PR #179, opened 2020-11-13
Set right root type fs

jesusbv:
When root type is extX, insmod is extX and it should be ext2
that way grub ext2 module supports all extX fs.

This Fixes bsc#1178737

### DIFF
--- a/grub.d/99_migration
+++ b/grub.d/99_migration
@@ -17,6 +17,11 @@ migration_iso=$(echo /usr/share/migration-image/*-Migration.*.iso)
 root_device=$(lsblk -p -n -r -o NAME,MOUNTPOINT | grep -E "/$" | uniq | cut -f1 -d" ")
 root_uuid=$(blkid -s UUID -o value "${root_device}")
 root_type=$(blkid -s TYPE -o value "${root_device}")
+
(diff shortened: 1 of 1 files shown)


grub.d/99_migration
```diff
@@ -17,6 +17,11 @@ migration_iso=$(echo /usr/share/migration-image/*-Migration.*.iso)
 root_device=$(lsblk -p -n -r -o NAME,MOUNTPOINT | grep -E "/$" | uniq | cut -f1 -d" ")
 root_uuid=$(blkid -s UUID -o value "${root_device}")
 root_type=$(blkid -s TYPE -o value "${root_device}")
+
+if [[ $root_type =~ ^ext[[:digit:]] ]] ; then
```
schaefi, line 21: Just nitpick but for consistency shell variables should be referenced in bracket notation

```bash
if [[ "${root_type}" =~ ^ext[[:digit:]] ]] ; then
```

schaefi (approved):
Looks good :+1: 

just a minor variable access smell

schaefi:
Another minor thing. In the commit message you said "bcs#..." this is imho an unknown reference type. Should be "bsc#..."
I would change this because it might cause trouble when we submit the package to the SUSE namespace and the bug id
will not be recognized.

Thanks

:::

TASK TO COMPLETE: When you reach the end of the data above, set it all down again unchanged.

TASK RESULT:
PR #179, opened 2020-11-13
Set right root type fs

jesusbv:
When root type is extX, insmod is extX and it should be ext2
that way grub ext2 module supports all extX fs.

This Fixes bsc#1178737

### DIFF
--- a/grub.d/99_migration
+++ b/grub.d/99_migration
@@ -17,6 +17,11 @@ migration_iso=$(echo /usr/share/migration-image/*-Migration.*.iso)
 root_device=$(lsblk -p -n -r -o NAME,MOUNTPOINT | grep -E "/$" | uniq | cut -f1 -d" ")
 root_uuid=$(blkid -s UUID -o value "${root_device}")
 root_type=$(blkid -s TYPE -o value "${root_device}")
+
(diff shortened: 1 of 1 files shown)


grub.d/99_migration
```diff
@@ -17,6 +17,11 @@ migration_iso=$(echo /usr/share/migration-image/*-Migration.*.iso)
 root_device=$(lsblk -p -n -r -o NAME,MOUNTPOINT | grep -E "/$" | uniq | cut -f1 -d" ")
 root_uuid=$(blkid -s UUID -o value "${root_device}")
 root_type=$(blkid -s TYPE -o value "${root_device}")
+
+if [[ $root_type =~ ^ext[[:digit:]] ]] ; then
```
schaefi, line 21: Just nitpick but for consistency shell variables should be referenced in bracket notation

```bash
if [[ "${root_type}" =~ ^ext[[:digit:]] ]] ; then
```

schaefi (approved):
Looks good :+1: 

just a minor variable access smell

schaefi:
Another minor thing. In the commit message you said "bcs#..." this is imho an unknown reference type. Should be "bsc#..."
I would change this because it might cause trouble when we submit the package to the SUSE namespace and the bug id
will not be recognized.

Thanks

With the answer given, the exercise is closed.